Une aventure incroyable filmée par un réalisateur rare qui nous livre ici un film mineur, mais efficace. La caution "histoire vraie" renforce notre ressenti et notre empathie. Impossible de ne pas se dire que ce que ces hommes vécu tient du miracle. Leur parcours au cinéma est malheureusement handicapé par le fait que des tas de films de cette nature ont été fait auparavant. Certains lieux communs sont pratiqués (les premières victimes; les dangers inattendus; la faim; les rencontres en route...) On pense par exemple à "Sept ans au Tibet" pour le péril du voyage et la quête de certains personnages mais sans le sentimentalisme de J.J Annaud. Peter Weir sait que l'histoire et le contexte se suffisent à eux-même. Les interprètes sont étonnants, surtout Colin Farrell très impliqué en malfrat. Et la beauté des paysages est à couper le souffle.
" Les chemins de la Liberté " ou comment un petit groupe réussit à s"échapper d'un camp de concentration Sibien et traverse tout un continent pour rejoindre leur patrie . On s'inquiète quand on constate que les personnages sont sortie dés le premier quart d'heure , on à peur que l'intrigue tourne en rond et que ca n'évolue pas ; et pourtant grande surprise ca finit trop vite ! C'est juste une leçon de vie qui montre que l'homme est capable de tout pour atteindre un but bien précis . Sans doute un top de l'année 2011 , Peter Weir frappe très fort !
Depuis son arrivée à Hollywood, ce maître du cinéma australien est un devenu un artisan habile, capable du meilleur ("Witness"), comme du pire ("Le cercle des poètes disparus", "État second").

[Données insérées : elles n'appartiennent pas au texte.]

PR #11745, opened 2024-11-14
dm: fix upstream switch job test

GMHDBJD:

Issue Number: close #4287 

- add dependency
- fix env variable
- add feishu notification

#### Tests 

 - Integration test

### Release note 

```release-note
None
```


dm/tests/upstream_switch/case.sh
```diff
@@ -2,6 +2,7 @@
 
 set -eu
 
+export DM_MASTER_EXTRA_ARG=""
```
lance6716, line 5: Will it overwrite the DM_MASTER_EXTRA_ARG set by GitHub secret?

lance6716 (approved):

dm/tests/upstream_switch/case.sh
GMHDBJD: just same with other test https://github.com/pingcap/tiflow/blob/68c22f32b2090e83e5ae64ae3b1f25f1a9575ff8/dm/tests/run.sh#L6

D3Hunter (approved):

PR #819, opened 2024-09-06
SDIT-2029 Fix migration bug

mikehalmamoj:
In NOMIS we found some inactive bookings without an end date - we were sending these null booking end date, but we should have sent them the last release date.


petergphillips (approved):
LGTM

PR #826, opened 2024-09-12
SDIT-1192 Do not set update immutable outcomeReason on visit visitor

andymarke:
outcomeReasonCode is immutable but the shadow outcomeReason is read-only


src/test/kotlin/uk/gov/justice/digital/hmpps/nomisprisonerapi/visits/VisitServiceTest.kt
```diff
@@ -115,7 +115,8 @@ internal class VisitServiceTest {
     bookingId = OFFENDER_BOOKING_ID,
     offender = defaultOffender,
     bookingBeginDate = LocalDateTime.now(),
-  ).apply { // add circular reference
+  ).apply {
+    // add circular reference
```
andymarke, line 119: ktlint

mikehalmamoj (approved):

PR #828, opened 2024-09-13
SDIT-1996 Add displayName to CSIP Factor

karenmillermoj:


src/main/kotlin/uk/gov/justice/digital/hmpps/nomisprisonerapi/csip/Transformer.kt
```diff
@@ -78,6 +78,19 @@ private fun CSIPReport.toSCSResponse() =
...
   )
 
+fun CSIPFactor.toFactorResponse() =
+  CSIPFactorResponse(
+    id = id,
+    type = type.toCodeDescription(),
+    comment = comment,
+    createDateTime = createDatetime,
+    createdBy = createUsername,
+    createdByDisplayName = createdByStaffUserAccount.asDisplayName(),
```
andymarke, line 88: so is createdByStaffUserAccount guaranteed *never* to be null ? is there a foreign key constraint or whatever?

andymarke (approved):
lgtm

src/main/kotlin/uk/gov/justice/digital/hmpps/nomisprisonerapi/csip/Transformer.kt
karenmillermoj: yes - it works for null.

PR #831, opened 2024-09-16

andymarke:

TODO Need to also move visit creation to DSL

### DIFF
--- a/src/main/kotlin/uk/gov/justice/digital/hmpps/nomisprisonerapi/jpa/OffenderVisitBalance.kt
+++ b/src/main/kotlin/uk/gov/justice/digital/hmpps/nomisprisonerapi/jpa/OffenderVisitBalance.kt
@@ -45,5 +45,5 @@ data class OffenderVisitBalance(
   override fun hashCode(): Int = javaClass.hashCode()
 
   @Override
-  override fun toString(): String = this::class.simpleName + "(offenderBookingId = $offenderBookingId )"
+  override fun toString(): String = "${this::class.simpleName} (offenderBookingId = $offenderBookingId)"
 }
--- a/src/main/kotlin/uk/gov/justice/digital/hmpps/nomisprisonerapi/jpa/OffenderVisitBalance.kt
+++ b/src/main/kotlin/uk/gov/justice/digital/hmpps/nomisprisonerapi/jpa/OffenderVisitBalance.kt
@@ -1,6 +1,7 @@
 package uk.gov.justice.digital.hmpps.nomisprisonerapi.jpa
 
 import jakarta.persistence.Column
+import jakarta.persistence.Convert
 import jakarta.persistence.Entity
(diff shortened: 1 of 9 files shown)


src/main/kotlin/uk/gov/justice/digital/hmpps/nomisprisonerapi/jpa/OffenderVisitBalance.kt
```diff
@@ -29,6 +31,7 @@ data class OffenderVisitBalance(
   var remainingPrivilegedVisitOrders: Int? = null,
 
   @Column(name = "VISIT_ALLOWANCE_INDICATOR")
+  @Convert(converter = YesNoConverter::class)
   val visitAllowanceIndicator: Boolean? = false,
 ) {
```
andymarke, line 36: was missing, but we only insert via tests so not a live bug

src/main/kotlin/uk/gov/justice/digital/hmpps/nomisprisonerapi/jpa/OffenderVisitBalance.kt
```diff
@@ -42,7 +45,5 @@ data class OffenderVisitBalance(
   override fun hashCode(): Int = javaClass.hashCode()
 
   @Override
-  override fun toString(): String {
-    return this::class.simpleName + "(offenderBookingId = $offenderBookingId )"
-  }
+  override fun toString(): String = this::class.simpleName + "(offenderBookingId = $offenderBookingId )"
```
petergphillips, line 48:
```suggestion
  override fun toString(): String = "${this::class.simpleName} (offenderBookingId = $offenderBookingId )"
```

src/test/kotlin/uk/gov/justice/digital/hmpps/nomisprisonerapi/helper/builders/Contact.kt
```diff
@@ -0,0 +1,62 @@
...
+interface OffenderContactPersonDsl
+
+@Component
+class OffenderContactPersonBuilderRepository(
+  private val offenderContactPersonRepository: OffenderContactPersonRepository,
+  private val relationshipTypeRepository: ReferenceCodeRepository<RelationshipType>,
+  private val contactTypeRepository: ReferenceCodeRepository<ContactType>,
+) {
+  fun save(contact: OffenderContactPerson): OffenderContactPerson = offenderContactPersonRepository.save(contact)
+  fun lookupRelationshipType(code: String): RelationshipType = relationshipTypeRepository.findByIdOrNull(Pk(RelationshipType.RELATIONSHIP, code))!!
```
petergphillips, line 27: would be better to call `getReferenceById` and then you wouldn't need the `!!`.  It would also throw a `EntityNotFoundException` rather than a null pointer too

petergphillips (approved):
LGTM

PR #832, opened 2024-09-16

andymarke:

TODO Need add phone/address to Person


src/test/kotlin/uk/gov/justice/digital/hmpps/nomisprisonerapi/helper/builders/LegacyVisitBuilder.kt
```diff
@@ -10,15 +10,15 @@ import uk.gov.justice.digital.hmpps.nomisprisonerapi.jpa.VisitType
 import uk.gov.justice.digital.hmpps.nomisprisonerapi.jpa.VisitVisitor
 import java.time.LocalDateTime
 
-class VisitBuilder(
+class LegacyVisitBuilder(
```
petergphillips, line 13: would be good to understand why this is `Legacy` - should it therefore be deprecated?  Should it also then link to the replacement somehow?

petergphillips (approved):
LGTM

src/test/kotlin/uk/gov/justice/digital/hmpps/nomisprisonerapi/helper/builders/LegacyVisitBuilder.kt
andymarke: They will be replaced very soon, but they clash with new class names that will replace them

PR #834, opened 2024-09-16

andymarke:

TODO Fix up unit tests


src/test/kotlin/uk/gov/justice/digital/hmpps/nomisprisonerapi/helper/builders/AddressPhone.kt
```diff
@@ -0,0 +1,31 @@
...
+
+@NomisDataDslMarker
+interface AddressPhoneDsl
+
+@Component
+class AddressPhoneBuilderFactory {
+  fun builder() = AddressPhoneBuilderRepositoryBuilder()
+}
+
+class AddressPhoneBuilderRepositoryBuilder : AddressPhoneDsl {
```
mikehalmamoj, line 18: Can phone numbers also be attached directly to a person (rather than an address)?

mikehalmamoj (approved):

PR #836, opened 2024-09-17
SDIT-2019 Allow null profile codes

mikehalmamoj:


src/main/kotlin/uk/gov/justice/digital/hmpps/nomisprisonerapi/prisonperson/profiledetails/ProfileDetailsService.kt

Ce trekking movie suit tous les sentiers balisés de l’académisme à Oscars : "grand" sujet, imagerie Nouvelles frontières, surjeu (Colin Farrell), dénouement édifiant (un bed and breakfast chez nos amis Tibétains !). Que le récit soit adapté d’un roman à succès tiré d’un fait réel nous fait une aussi belle jambe que les protagonistes.
1939 : la Pologne est partagée entre Hitler et Staline… séduisante alternative !!! Dans la partie soviétique, les opposants (réels ou imaginaires !) au régime sont envoyés dans les goulags, conformément à la paranoïa des dictateurs à la brutalité absurde… Et là, le meilleur geôlier, c’est la Sibérie, avec ses 13 millions de km² et ses conditions extrêmes, impitoyable et cruelle même si parfois elle est belle… Une poignée de prisonniers politiques et un de droit commun réussissent à s’échapper et vont faire une promenade de quelques milliers de kilomètres à travers la taïga, le long du lac Baïkal, à travers la Mongolie, le désert de Gobi, l’Himalaya, pour arriver en Inde… Quelques uns sont restés en route, ils ne sont plus que 4 pour voir les champs de thé… Fuir l’enfer pour l’enfer de la faim, de la soif, du froid… c’est ce que raconte le film, une longue série d’épreuves auxquelles on finit presque par s’habituer… cela aurait faire un beau film d’aventures, mais il n’y a pas l’étincelle, la puissance dramatique, les personnages ne sont pas assez fouillés… Ce n’est pas carrément déplaisant, mais c’est trop long et trop plat… à mon avis, bien sûr…
De superbes paysages et un casting proche du fantasme ne réussiront malheureusement pas à nous tirer de cette monotonie dépassant la frontière de l'écran. Ce qui aurait pu être un drame romanesque intense ne sera qu'un film moyen qui s'effacera de nos mémoires aussitôt les lumières rallumées.